* [Problem description]:
Write out all of the data again, precisely as it appears.
=== Section Start ===
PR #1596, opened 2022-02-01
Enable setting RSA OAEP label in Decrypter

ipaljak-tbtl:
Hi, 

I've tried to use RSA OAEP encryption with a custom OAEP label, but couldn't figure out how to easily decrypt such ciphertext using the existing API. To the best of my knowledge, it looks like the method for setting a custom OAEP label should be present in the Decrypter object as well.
=== Section End ===
* [Answer to this task]:
PR #1596, opened 2022-02-01
Enable setting RSA OAEP label in Decrypter

ipaljak-tbtl:
Hi, 

I've tried to use RSA OAEP encryption with a custom OAEP label, but couldn't figure out how to easily decrypt such ciphertext using the existing API. To the best of my knowledge, it looks like the method for setting a custom OAEP label should be present in the Decrypter object as well.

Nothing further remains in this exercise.